California, home of the freeway and the car-based lifestyle, has long struggled with air pollution—and been a pioneer in cleaning up the air, for example in vehicle emission standards. But in recent years, a new threat to air quality has emerged as summer and fall bring some of the worst wildfires in state history, spreading smoke and haze over hundreds of miles.
“I didn’t anticipate it, and I don’t see an end to it,” said professor Anthony Wexler, director of the UC Davis Air Quality Research Center, who has studied air quality issues for over 30 years.
UC Davis has a long history of research in air pollution and health. For example, in the 1970s, professor Thomas Cahill and colleagues showed how lead pollution spread from freeways over neighborhoods, leading then-Gov. Jerry Brown to introduce the first controls on lead as a gasoline additive. Now researchers across the campus are looking at the threat to health from wildfire smoke.

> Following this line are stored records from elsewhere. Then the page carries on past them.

PR #1135, opened 2026-08-01
fix(classify): escalate the tier on new evidence, not on tier ownership

### LINKED ISSUE #1105: fix(classify): a non-force LLM run writes the confessional+conviction INTIMATE trigger and discards it — owns_tier gates the reassess out

Geoffe-Ga:
## Summary

- **The bug.** `classify_engine._prepare_fragment` computed `owns_tier = needs_tier(raw) or force` and gated the post-classification privacy reassess on it. `needs_tier` is `False` for any concrete tier, so on a non-`--force` run over an already-tiered fragment the reassess never ran — even when that same run had just produced `voice_register: confessional` + `confidence: conviction`, which is `PrivacyClassifier.classify_tier`'s third INTIMATE trigger. **The run wrote the intimate trigger to disk and discarded the tier verdict in the same pass.** Verified on unfixed HEAD: `privacy_tier: personal` next to `voice: {confidence: conviction, voice_register: confessional}` and `voice_proxy_eligible: True`. That `true` is the damage — it admits confessional material into voice-proxy generation.
- **The design decision, and why this option.** The guard's stated rationale was "never silently raise a deliberate operator tier", but **there is no tier provenance in the frontmatter**: the engine cannot tell an operator's considered `personal` from one `_retier_after_rewrite` or `Pipeline._run_classification` stamped a millisecond earlier. This PR replaces the ownership *proxy* with the predicate it was standing in for: `privacy_pass.reassess` gains a required `baseline` — the heuristic's verdict on the fragment **as loaded** — and escalates only when *this run's* classification made the heuristic **strictly more restrictive**. We never need to know who wrote the tier, because we act only on evidence that did not exist when it was written.
- **Strictly-more-restrictive, not merely-different.** A different candidate includes a *weaker* one; acting on a weakening verdict would let a flip-flopping model ratchet an operator's tier up off evidence pointing the other way. Implemented by reusing `escalate` (`escalate(baseline, candidate) is baseline` → decline), so no new rank table and no fourth tier reader.
- **Settled repo-wide.** `creek/pipeline.py` carried the identical gate (added by #1113 to mirror the engine). It is changed the same way, so `creek process` and `creek classify` remain one decision rather than two — this is the fifth instance of the "wired into one entry point but not the other" class, and fixing it in one place only would have produced the sixth.
- **Strictly additive semantics.** For every case the old gate *permitted*, the new predicate is provably a no-op: on the assigning path `apply_tier` already stamped `candidate_pre == baseline`; on the `--force` path it already merged `escalate(on-disk, baseline)`. The only behaviour change is the bug case.

### Two options considered and rejected (the issue body offered both)

**Unconditional reassess.** `reassess` re-derives from the *same* platform/author/body evidence `apply_tier`'s pre-pass just declined to act on, so this makes `apply_tier`'s operator-override branch dead in practice — honoured before the model runs, overridden milliseconds later. And because `privacy_tier` is a one-way ratchet, the operator could then **never durably hold a tier below the heuristic**: hand-edit back to `open`, next run re-buries it at `intimate`, forever. That matters because `RECOVERY_KEYWORDS` documents itself as *"intentionally errs on the side of high-recall: false positives land in INTIMATE"* — false-positive INTIMATE verdicts are a designed-in property, and the operator's override is their **only** correction mechanism. "Raising is non-destructive" is true for privacy but false for utility: `intimate` permanently removes voice-proxy eligibility and cloud routing, with no tooling path back.

**A `privacy_tier_source: heuristic | operator` key.** The information is unobtainable without operator cooperation, so the key lies in both default directions. Default-to-`operator` leaves every already-mis-stamped vault broken forever; machine-self-stamps-`heuristic` means a human who edits a machine-stamped `personal` down to `open` leaves the stale marker in place and gets overridden anyway. Only greenfield hand-written frontmatter would be protected — a schema change buying an unreliable signal.

### What happens to a genuinely hand-set tier

Unchanged in the case that matters, and it now self-corrects in the case that does not. A hand-set `open` on a journal fragment survives **every** run: platform is not new evidence, so baseline and candidate are both `INTIMATE` and the pass declines (`test_manual_tier_override_survives_a_non_force_run` passes unmodified). When the machine *does* raise a tier on a genuinely new signal, it persists the voice axes that justified it — so the operator, having now seen the evidence, can hand-edit the tier back down and it **sticks**: on the next run those axes are already on the loaded fragment, the baseline moves with them, and nothing hardens. The operator overrules the machine once they have seen its reasoning. `reassess`'s docstring records the honest residual: if the model's verdict is *unstable*, a later re-hardening is genuine new evidence and will raise again — one step per flip.

### Callers affected

| Caller | Behaviour |
|---|---|
| `creek fill --upgrade` (`cli.py:2342`, `method="llm", force=False`) | **Changes** — the headline case; its whole purpose is re-running over already-tiered fragments |
| `creek sync` Tier B (`cli.py:750` → `_sync_classify(..., "llm")`, `force=False`) | **Changes** — biggest real-world beneficiary; re-runs over an already-tiered vault every cycle |
| `creek classify` (`cli.py:1698`) | **Changes** when non-force + concrete tier + not preserved + the verdict hardens. `--force`: provably identical |
| MCP `creek.classify` (`creek_mcp/tools/classify.py:54`) | **Changes** identically; no MCP-side edit needed |
| `creek process` (`Pipeline._run_classification`) | **No production change** — no ingester sets `privacy_tier`, so `owns_tier` was always `True`. Seam contract only |
| Preserved short-circuit (`classification_method: llm`/`manual`) | **Unchanged** — classification never runs, so there is no new evidence; `_persist_tier_only` is untouched |
| `creek ingest`, `creek fill` without `--upgrade`, `VaultWriter._retier_after_rewrite` | Unchanged |

### Sibling issues — stated honestly, not overclaimed

- **#1106 (mis-stamped vaults): this PR does NOT remediate them.** I probed it directly. A fragment carrying `personal` + confessional/conviction already on disk stays `personal` / `voice_proxy_eligible: true` after a non-force run, because that evidence is no longer new — the design working as intended, not a gap. (The same probe confirms `--force` still fixes it, even on the free `--method rules` path, so #1106 is a *targeting* problem rather than a capability gap.) #1106's `retierable` gap detector remains needed and unaffected: `_scan_fill_gaps` still counts only `needs_tier(raw)` (`cli.py:2184`), so a wrongly-`personal` fragment is still invisible.
- **#1107 (parity detector blind to the LLM path): this PR does NOT make widening it cheap.** The two new reproduction tests stub the model through two *different* idioms — `patch("...LLMClassifier.classify_with_reasoning")` in `test_classify_engine.py` vs `monkeypatch.setattr(classifier, "classify")` in `test_pipeline.py`. That is direct evidence the shared deterministic-model harness #1107 needs does not fall out of this work; we add two more instances of the divergence it exists to unify. Left to #1107.

### One existing test's expectation deliberately changed

`tests/test_pipeline.py::TestPipelinePrivacyReassess::test_a_preset_ingester_tier_is_not_silently_raised` was the only thing pinning the `owns_tier` guard on the pipeline side, and its own docstring warned against removing it. **It is rewritten, not deleted**, as `test_a_preset_tier_is_raised_only_when_the_verdict_hardens_it`, and is strictly stronger: two fragments, both directions (one hardening verdict raises `open`→`intimate`, one analytical verdict leaves `open` alone), plus `voice_proxy_eligible` and keyed-by-id landed-verdict assertions the original lacked. Its docstring states that it supersedes the old contract by decision of #1105 and preserves the original's still-true "seam contract, not a live content path" observation. This is the **only** existing expectation that changed; the other four test edits are mechanical `baseline=` additions to `TestReassess` with every pre-existing assertion surviving verbatim.

## Test plan

Gate 1 RED verified against unfixed HEAD before implementing — the headline reproduction failed with `{'frag-owned-conf01': 'personal'} != {'frag-owned-conf01': 'intimate'}`, and the pipeline test with `{'frag-reassess007': 'open'} != {'frag-reassess007': 'intimate'}`.

New tests:
- `tests/test_privacy_pass.py::TestReassess` — 4 new (hardened signal flips `voice_proxy_eligible`; declines when the candidate matches the baseline; **declines when the candidate weakened** — the test a `!=` predicate fails; a hardened signal still never lowers the stored tier) + 4 mechanical `baseline=` migrations.
- `tests/test_classify_engine.py` — `test_a_confessional_verdict_escalates_an_already_tiered_fragment` (the reproduction, with a second pre-stamped `personal` fragment on an analytical verdict so blanket escalation also fails), `test_an_operator_tier_survives_when_the_run_produces_no_new_signal` (fails under the unconditional-reassess option), `test_a_weakened_verdict_does_not_raise_an_operator_tier`, `test_a_preserved_fragment_is_not_retiered`.
- `tests/test_pipeline.py` — the rewritten preset-tier test above.

Pins confirmed still green **unmodified**: `test_classification_signals_escalate_the_tier`, `test_an_existing_intimate_tier_is_never_lowered` (both params), `test_manual_tier_override_survives_a_non_force_run`, `test_second_classify_run_assigns_no_tiers_and_changes_none`, `test_reatomized_children_carry_a_concrete_tier`, all of `tests/test_process_classify_parity.py`, and the rest of `TestPipelinePrivacyReassess`.

Gates run locally from `creek-tools/`:
- `./scripts/check-all.sh` → **exit 0**, 12/12 checks, **7463 passed** (up from 7455 on unmodified HEAD), 94.13% branch coverage, per-file gate 224 files ≥80%.
- `ruff check --no-cache .` with `.ruff_cache` deleted → clean (cold verification, per #1119).
- `code-review-orchestrator` over the diff → **CLEAN**, no blocking findings. Its one non-blocking nit (the now-narrowed `owns_tier` local reads like the seam it replaced) was applied as a clarifying comment.
- No `# noqa`, `# type: ignore`, `skip`/`xfail`, or threshold change anywhere in the diff. `pyproject.toml`, `uv.lock`, `creek/vault/writer.py` and `creek_mcp/` untouched.

Closes #1105
Refs #974, #1106, #1107

### DIFF
--- a/creek-tools/creek/classify/classify_engine.py
+++ b/creek-tools/creek/classify/classify_engine.py
@@ -53,9 +53,19 @@ call it:
 * **Escalate-only, never auto-downgrade.** ``--force`` may raise a tier
   that is too light, and the post-classification reassess may raise one
   the classifier just hardened, but neither ever lowers a tier —
-  lowering is the one direction that leaks content. An explicit
-  non-``unclassified`` tier on disk also survives any non-``--force``
-  run untouched: the operator's decision outranks the heuristic.
+  lowering is the one direction that leaks content.
+* **A settled tier moves only on new evidence** (#1105). A concrete
+  non-``unclassified`` tier on disk survives a non-``--force`` run
+  *assignment* untouched — :func:`~creek.classify.privacy_pass.apply_tier`
+  will not overwrite it. The post-classification reassess can still raise
+  it, but only when *this run's* classification made the privacy
+  heuristic strictly more restrictive than it was on the fragment as
+  loaded (:attr:`_PreparedFragment.tier_baseline`). So a re-run over
+  unchanged evidence never disturbs a tier the operator chose, while a
+  freshly-revealed INTIMATE signal is no longer discarded just because
+  some tier was already on record. A fragment the resume short-circuit
+  preserves is not reassessed at all: this run produced no evidence
+  about it.
 
 Praxis pass (issue #877)
 ------------------------
@@ -708,18 +718,19 @@ class _PreparedFragment:
             keys are preserved through the rewrite).
         llm: The classifier the fragment's tier resolved to, or ``None``
             on the rules path.
-        owns_tier: Whether *this* run owns the fragment's tier — true
-            when the frontmatter carried none (or ``unclassified``), or
-            when ``--force`` was passed. Gates the post-classification
-            reassess so a hand-set tier is never silently escalated
-            either.
+        tier_baseline: The privacy heuristic's verdict on the fragment
+            **as loaded**, taken before this run classified anything.
+            :func:`~creek.classify.privacy_pass.reassess` compares its
+            own verdict against this to answer the only question that
+            licenses touching a settled tier: did *this run* make the
+            heuristic stricter? (#1105)
     """
 
     fragment: Fragment
     body: str
     raw: dict[str, object]
     llm: LLMClassifier | None
-    owns_tier: bool
+    tier_baseline: PrivacyTier
 
 
 def _prepare_fragment(
@@ -741,6 +752,15 @@ def _prepare_fragment(
     ``llm``/``manual``-stamped fragments that make up a mature vault can
     acquire a tier without ``--force`` re-paying for their classification.
 
+    One more ordering is load-bearing (issue #1105):
+    :attr:`_PreparedFragment.tier_baseline` is captured *first of all*, on
+    the fragment exactly as loaded. It is the reference point
+    :func:`~creek.classify.privacy_pass.reassess` needs to judge whether
+    this run learned anything new about the fragment's privacy, so any
+    mutation taken before it — the tier stamp here, the classifier's voice
+    verdict later — would fold this run's own output back into the
+    baseline and blind the gate to it.
+
     Args:
         md_file: The file to consider.
         force: Whether to re-derive settled classifications and tiers.
@@ -760,8 +780,22 @@ def _prepare_fragment(
         return None
     fragment, body, raw = record
 
+    # #1105: record the heuristic's verdict on the fragment as loaded, BEFORE
+    # ``apply_tier`` (and the classifier below) change anything it reads. The
+    # post-classification reassess needs this to tell "the model just revealed
+    # something new" from "the model echoed what was already on disk"; only the
+    # former licenses raising a tier that is already on record.
+    tier_baseline = privacy.classify_tier(fragment, content=body)
+
     # #876: stamp a real tier before anything else looks at one. ``force``
     # merges escalate-only, so an existing ``intimate`` is never lowered.
+    #
+    # Since #1105 this answers only "did this run *assign* the tier?", and its
+    # two remaining consumers are the ``privacy_tiers_assigned`` counter just
+    # below and the preserved-path :func:`_persist_tier_only` write. It no
+    # longer gates the post-classification reassess — ``tier_baseline`` does
+    # that — because "a tier is already on record" turned out to say nothing
+    # about whether a *person* put it there.
     owns_tier = needs_tier(raw) or force
     fragment = apply_tier(fragment, body, raw=raw, force=force, classifier=privacy)
     if owns_tier:
@@ -797,7 +831,7 @@ def _prepare_fragment(
         body=body,
         raw=raw,
         llm=llm,
-        owns_tier=owns_tier,
+        tier_baseline=tier_baseline,
     )
 
 
@@ -914,10 +948,21 @@ def _process_file(
     # #876: classification may have hardened the fragment's voice signals
     # (confessional + conviction is one of the INTIMATE triggers), which the
     # pre-pass could not see. Take the stricter of the two verdicts —
-    # escalate-only, and only when this run owns the tier, so a deliberate
-    # operator tier is never silently raised either.
-    if prepared.owns_tier:
-        new_fragment = reassess(new_fragment, body, classifier=privacy)
+    # escalate-only, so nothing here can lower a tier.
+    #
+    # #1105: unconditional, because ``reassess`` now carries its own gate.
+    # Its ``baseline`` is the heuristic's verdict on the fragment as loaded,
+    # so it fires only where this run's classification made the heuristic
+    # strictly stricter — new evidence, which no tier on disk predates. The
+    # gate this replaces asked "does this run own the tier?", which is False
+    # for every already-tiered fragment, i.e. for the whole of a mature
+    # vault; that answer discarded exactly the verdicts it was here to catch.
+    new_fragment = reassess(
+        new_fragment,
+        body,
+        baseline=prepared.tier_baseline,
+        classifier=privacy,
+    )
 
     with lock:
         _record_praxis(praxis_before, new_fragment, counts)
--- a/creek-tools/creek/classify/privacy_pass.py
+++ b/creek-tools/creek/classify/privacy_pass.py
@@ -12,15 +12,26 @@ close that hole:
 * :func:`escalate` — merge two candidate tiers, never lowering.
 * :func:`apply_tier` — stamp a tier, honouring a manual override.
 * :func:`reassess` — re-run the check after classification hardened the
-  fragment's voice signals; escalate-only. Both entry points call it,
-  each as its last mutation before the write (#974).
+  fragment's voice signals; escalate-only, and only on new evidence.
+  Both entry points call it, each as its last mutation before the write
+  (#974).
 
-Two rules hold across every function here:
+Three rules hold across every function here:
 
 **Never auto-downgrade.** Lowering a tier is the only direction that
 leaks content, so both the ``--force`` merge and the post-classification
 reassess take the *more* restrictive of the two candidates. An operator
 who wants a tier relaxed edits the frontmatter by hand.
+
+**Act only on new evidence** (#1105). A tier already on record is
+re-litigated only when *this run's* classification made the heuristic
+strictly more restrictive than it was on the fragment as loaded —
+:func:`reassess` compares its own verdict against the caller's
+``baseline`` and returns the fragment untouched when nothing hardened.
+That is why the pass needs no notion of *who* wrote the tier (the
+frontmatter carries no such provenance): it acts only on evidence that
+did not exist when the tier was written, so a settled decision cannot be
+overturned by a re-run over unchanged input.
 
 **Never yield ``unclassified``.**
 :meth:`~creek.classify.privacy.PrivacyClassifier.classify_tier` always
@@ -163,9 +174,10 @@ def reassess(
     fragment: Fragment,
     body: str,
     *,
+    baseline: PrivacyTier,
     classifier: PrivacyClassifier,
 ) -> Fragment:
-    """Re-derive the tier after classification and keep the stricter one.
+    """Re-derive the tier after classification, on new evidence only.
 
     The pre-pass runs *before* the classifier so the per-tier router sees
     a real tier, which means it can only read the axes already on the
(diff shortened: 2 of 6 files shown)


Geoffe-Ga:
## Summary
This PR fixes issue #1105: a non-`--force` LLM run over an already-tiered fragment silently discarded a hardening privacy verdict (e.g., a fresh `confessional`+`conviction` voice classification that should trigger `INTIMATE`), because the post-classification reassess was gated on `owns_tier` (`needs_tier(raw) or force`), which is `False` for any fragment that already carries a concrete tier — i.e., for the whole of a mature vault. The fix replaces that ownership *proxy* with the actual predicate it stood in for: `reassess` now takes a required `baseline` (the privacy heuristic's verdict on the fragment *as loaded*, before this run's classification touched anything) and escalates only when this run's own classification made the heuristic **strictly more restrictive** than that baseline. The same change is applied identically in both `classify_engine.py` and `pipeline.py`.

## Strengths
- **Correct core logic.** I traced `escalate()`'s rank table and the identity-based gate (`escalate(baseline, candidate) is baseline`) — enum singletons make the `is` check exact, and the two-stage gate-then-merge structure correctly separates "did new evidence appear?" from "never lower what's on disk," which the tests probe independently (`test_a_hardened_signal_still_never_lowers_the_stored_tier` deliberately has the gate open while the merge still refuses to move a stored `INTIMATE` down to `PERSONAL`).
- **"Strictly more restrictive," not "merely different," is the right predicate**, and is specifically tested (`test_declines_when_the_candidate_weakened_from_the_baseline` / `test_a_weakened_verdict_does_not_raise_an_operator_tier`) — a naive `!=` gate would let a flip-flopping model ratchet a manually-relaxed tier back up on evidence pointing the other way.
- **Baseline capture point is correct and mirrored across both call sites.** In `classify_engine._prepare_fragment`, `tier_baseline` is captured before `apply_tier` or the classifier touch the fragment. In `pipeline._run_classification`, `baseline` is captured before `rule_classifier.classify` runs, explicitly to keep the two entry points' notion of "new evidence" aligned (documented inline, and this consistency is exactly what #1105/#974's cross-entry-point parity problem is about).
- **Design alternatives are honestly evaluated and rejected in the PR body** (unconditional reassess breaks the operator-override escape hatch permanently; a `privacy_tier_source` provenance key is unreliable in both default directions) — this is unusually rigorous justification for a design decision.
- **Test quality is excellent.** Every new test pairs the case under test with a contrast fragment that would fail under the naive alternative implementation (blanket escalate, `!=` instead of `>`, "never touch any tier"), so the tests can't pass by accident. The one pre-existing test that had to change (`test_a_preset_ingester_tier_is_not_silently_raised`) is rewritten with a documented rationale, not deleted, and is strictly stronger than before (adds a second fragment, `voice_proxy_eligible` assertions, and keyed-by-id checks).
- **Honest limitations documented in code**, not just the PR description — the `reassess` docstring states plainly that an operator's manual downgrade only "sticks" until the model's verdict is unstable, and explains why that's an acceptable one-step-per-flip residual rather than sweeping it under the rug.
- **Sibling issues (#1106, #1107) are explicitly scoped out** with direct probing evidence rather than silently expanding scope.

## Security Concerns
None. 🟢 This is a privacy-classification correctness fix; if anything it closes a real information-exposure gap (confessional content silently remaining `voice_proxy_eligible: true`). No new I/O, no new external input handling, no injection surface touched.

## Problems
None found blocking merge.

## Code Quality
- Non-blocking observation: `privacy_pass.reassess` and both call sites now compute `classify_tier` twice per fragment on the reassess path (once for baseline, once inside `reassess` itself for the candidate) plus once more inside `apply_tier`. `classify_tier` is cheap and pure (confirmed by reading `privacy.py`), so this isn't a real performance concern, just worth noting if profiling ever flags this pass.
- The module docstring in `privacy_pass.py` was updated from "two rules" to "three rules" and reads well; the `_PreparedFragment.tier_baseline` docstring clearly explains why capture-order is load-bearing.

## CLAUDE.md Adherence
✅ TDD workflow: PR description states RED was verified against unfixed HEAD before implementing, with two headline reproduction failures quoted.
✅ Local gate: `./scripts/check-all.sh` reported exit 0, 7463 tests passing (up from 7455), 94.13% branch coverage, per-file gate satisfied for 224 files.
✅ No shortcuts: no `# noqa`, `# type: ignore`, `skip`/`xfail`, or threshold changes anywhere in the diff (verified by reading the full diff — none present).
✅ Docstrings: extensive Google-style docstrings added/updated on every touched public function, consistent with the ≥95% interrogate requirement.
✅ Commit/PR conventions: descriptive, references the closing issue (#1105) and related issues (#974, #1106, #1107) correctly via `Closes #1105` / `Refs`.

## Testing
Insufficient testing would be blocking, but this PR clears that bar comfortably: 4 new reproduction/regression tests in `test_classify_engine.py`, 4 new + 4 migrated tests in `test_privacy_pass.py::TestReassess`, and a rewritten, strictly-stronger pipeline test. Each new test includes a contrast case specifically designed to fail under the most likely wrong implementation (blanket escalate, `!=` gate, "never touch" regression), which is a meaningfully higher bar than typical happy-path coverage.

## Documentation
Docstrings across `classify_engine.py`, `privacy_pass.py`, and `pipeline.py` are thorough, explain *why* (not just *what*), and explicitly cross-reference the issue number and the corresponding logic at the sibling call site — which is exactly the kind of documentation that prevents this class of two-entry-points-disagree bug from recurring a sixth time, per the PR's own framing.



## Verdict: LGTM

Smoke gets in your eyes (and lungs)
Smoke is made up of tiny, mostly carbon-based particles, said Kent Pinkerton, director of the UC Davis Center for Health and Environment and a professor with appointments in the School of Veterinary Medicine and School of Medicine.
The size of these particles is critical, Pinkerton said. Those that are 2.5 micrometers or smaller in size—known as PM2.5—can enter deep into the airways and alveoli of the lung. There particles may be trapped in mucus or consumed by protective cells called macrophages, and the debris is coughed up or swallowed. But some particles may make their way from the lung to other organ systems.
Smoke may also contain compounds such as dioxins or phthalates, formed from burning plastic or other materials from burning houses. These compounds may be present both as particles and in some cases as gases. Professor Qi Zhang, in the Department of Environmental Toxicology, found enhanced levels of phthalates in Davis air during the 2018 Camp Fire.
“The greatest health effect depends on the size of the particles and the concentration,” Pinkerton said. “They can be present for a long time, over long distances.”
Acute symptoms of smoke exposure include irritation of the eyes and throat, coughing and sneezing, chest tightness and wheezing. They can also include rapid or irregular heartbeat and excessive fatigue.
These symptoms typically pass when the smoke leaves. But growing evidence shows that effects can linger or lead to persistent health problems.
A natural experiment
In June 2008, smoke from wildfires spread over the Davis area. Levels of PM2.5 at the UC Davis campus reached as high as 80 micrograms per cubic meter, well above federal standards.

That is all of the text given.